Howard’s only two clean sheets in five Hex starts have been against Panama and Honduras at home. And unlike Howard, Guzan is in the form of his life, picking up the Aston Villa Player of the Season award ahead of even Christian Benteke, who scored 19 league goals. This compilation from last season showcases all of Guzan’s best attributes—athleticism, sound decision-making, and fearlessness. At age 28, Guzan appears to be firmly in the middle of his prime, whereas the 34-year-old Howard is years removed from his previous top-five in the world level. Some have suggested that Howard’s organizational skills are superior to Guzan’s and thus a goalkeeping switch would be foolhardy at this stage. But Guzan has clearly proven he can marshal a young backline, as shown by the shutouts against Costa Rica and Mexico in the Hex. He’s also far more accustomed to directing an inexperienced back four than Howard is.

At Everton, Howard has benefitted from considerable continuity in front of him, especially in the center back department, with the experienced Sylvain Distin and Phil Jagielka shielding Howard’s goal for a number of years.

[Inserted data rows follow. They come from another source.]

PR #219, opened 2020-07-29
Customize log level through modsettings-Everest.celeste and code

maddie480:
Allows customizing log levels through two ways:
- **in code**: a mod can call this in its Load method:
```cs
Logger.SetLogLevel(new Regex("^MyCoolMod/"), LogLevel.Info);
```
This will make only Info and higher logs appear in log.txt for tags starting with "MyCoolMod/" by default.
- **in modsettings-Everest.celeste**: by adding this to the file:
```yaml
LogLevels:
  ^ExtendedVariantMode/: Info
  ^DJMapHelper/: Info
```
someone can customize the log levels for each mod.

YAML log levels take priority over log levels set through code: the idea is that the developer of the mod can set the log level to Verbose while working on it, and have the default log level set to Info through code. This way, verbose logs only appear in the developer's log, and don't clutter other people's logs.

@rhelmot would this cover what you need? 😅

### DIFF
--- a/Celeste.Mod.mm/Mod/Everest/Logger.cs
+++ b/Celeste.Mod.mm/Mod/Everest/Logger.cs
@@ -5,32 +5,31 @@ using System.Linq;
 using System.Reflection;
 using System.Runtime.CompilerServices;
 using System.Text;
-using System.Text.RegularExpressions;
 using System.Threading.Tasks;
 
 namespace Celeste.Mod {
     public static class Logger {
 
-        private static Dictionary<Regex, LogLevel> minimumLevels = new Dictionary<Regex, LogLevel>();
-        private static Dictionary<Regex, LogLevel> minimumLevelsFromEverestSettings = new Dictionary<Regex, LogLevel>();
+        private static Dictionary<string, LogLevel> minimumLevels = new Dictionary<string, LogLevel>();
+        private static Dictionary<string, LogLevel> minimumLevelsFromEverestSettings = new Dictionary<string, LogLevel>();
         private static Dictionary<string, LogLevel> minimumLevelsCache = new Dictionary<string, LogLevel>();
 
         /// <summary>
-        /// Sets the minimum log level to be written in the logs for lines matching the given tag.
-        /// When using this, make sure the tag regex is restrictive enough not to impact other mods
-        /// (for example, if all your tags follow the format MyMod/xxx, use "^MyMod/" as a regex).
+        /// Sets the minimum log level to be written in the logs for lines matching the given tag prefix.
+        /// When using this, make sure the tag prefix is restrictive enough not to impact other mods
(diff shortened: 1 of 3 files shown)


rhelmot:
ooh, yes, this would definitely work. My only concern is that adding a regex match to every single logging statement would slow things down a bit, would it be worth it to switch to exact string matching instead? It seems like there's a convention I wasn't aware of of logging with a label separated by slashes, so I guess if a lot of mods do that then regexes would be important... but on the other hand we could do what python logging does and institutionalize the hierarchy of logging so for example setting the loglevel for foo/bar would affect the logging on foo/bar and foo/bar/baz.

But that's all very complicated and if the regex is fast enough then the regex is fast enough.

maddie480:
I tried mitigating the issue with regex by creating a "cache" that would store the log level for each exact tag... but when thinking about it, we could work with prefixes instead of regex (for example, "ExtendedVariantMode/" could set the logging level of everything in Extended Variants), and in case of multiple matches, the longest prefix matching wins. I could implement that, would be less heavy than regex and still cover most cases I think.

maddie480:
So new examples are:
- in code
```cs
Logger.SetLogLevel("MyCoolMod/", LogLevel.Info);
```
- in yaml
```yaml
LogLevels:
  ExtendedVariantMode/: Info
  ExtendedVariantMode/ExtendedVariantsModule: Verbose
```
("I want verbose logging for ExtendedVariantsModule, Info logging for the rest of Extended Variants")

Celeste.Mod.mm/Mod/Everest/Logger.cs
```diff
@@ -10,6 +10,70 @@
...
+        private static Dictionary<string, LogLevel> minimumLevelsCache = new Dictionary<string, LogLevel>();
+
+        /// <summary>
+        /// Sets the minimum log level to be written in the logs for lines matching the given tag prefix.
+        /// When using this, make sure the tag prefix is restrictive enough not to impact other mods
+        /// (for example, if all your tags follow the format MyMod/xxx, use "MyMod/" as a prefix).
+        /// </summary>
+        /// <param name="tagPrefix">The prefix of the log tags to affect with this log level</param>
+        /// <param name="minimumLevel">The minimum level of logs to print out in the logs</param>
+        /// (useful to make levels set by code overridable through modsettings-Everest.celeste)</param>
```
coloursofnoise: Please fix the xml tags in this comment, and consider adding some `<br/>` or `<para />` tags to the summary

coloursofnoise (changes requested):

Celeste.Mod.mm/Mod/Everest/Logger.cs
maddie480: Done, this line was actually a leftover from an extra parameter that was removed during development.

coloursofnoise (approved):

PR #225, opened 2020-08-24
Add option for accepting keyboard text input

rhelmot:
This makes more sense than arbitrarily disabling keyboard input if a controller is attached; I play with a controller and I would like to be able to use my keyboard for text input.


rhelmot:
while dogfooding this I noticed that backspace was backspacing two letters at once, and figured out that backspace is hardcoded to be bound to MenuCancel so it will always cause a backspace event anyway, and thus commented out the code that handles the backspace scancode as a backspace. backspace.

rhelmot:
Before this gets merged: I'm seeing more issues in the form of "if a key is bound to menuconfirm, pressing it will input both the keycode and the currently selected letter" which I will try to fix. If you have any advice it would be appreciated...

rhelmot:
Okay, should be fixed and ready to merge. Turns out ignoring code you don't understand is a bad look.

rhelmot:
Actually, one important question: should the default be off or on? I had it set to on because I thought it didn't disable the normal gamepad input method, but it turns out that that needs to be disabled in order for it to work. Should it be off by default to preserve the vanilla behavior?

PR #232, opened 2020-09-07
Add new NonGameplayLazyLoading hidden setting

maddie480:
Some try at a middle ground between "let's load everything" and "load stuff as it's needed, even if it causes stutter during gameplay".

Here is an option, enabled by default, that enables lazy loading for _some_ assets, everything excluding:
- everything from base game
- everything in the Gameplay, Misc and Mountain atlases
- all color grades

This aims at minimizing RAM usage by, for example, not loading all the maps' checkpoint images, while not introducing stutter in gameplay since gameplay assets are not lazy loaded. On my test install with 150 mods, this cut down RAM usage from ~3 to ~2 GB.

Main questions are:
- good idea or bad idea? 🤔 
- enabled or disabled by default?
- anything I overlooked?


maddie480:
Might have unwanted side effects and seems pretty unnecessary (vs just blacklisting mods), closing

On the other hand, Guzan’s Aston Villa side employs a constantly changing back four. The unit that beat Arsenal at the Emirates on opening day had an average age of just 24. Guzan would be ready to work with whatever patchwork defense the U.S. deploys on Tuesday simply because he does it on a weekly basis with his club team.

The magnitude of the game won’t unsettle Guzan, either. He kept his nerve playing in a blizzard and also at the storied Azteca, so there’s no reason to think he can’t continue his run of quality performances in big games.

With all of this in mind, it’s time to instill Brad Guzan as the U.S. No. 1. He’s confident, in form, and in his athletic prime. There is absolutely no room for sentimentality when it comes to qualifying for the World Cup, especially before a game against a bitter rival.

Given the questionable defense the Yanks will field on Tuesday night, they will need a strong performance in net. At the moment, Brad Guzan is more likely to produce one than Tim Howard.

Is it time for Brad Guzan to step in? Who’s more likely to get the U.S. three points on Tuesday?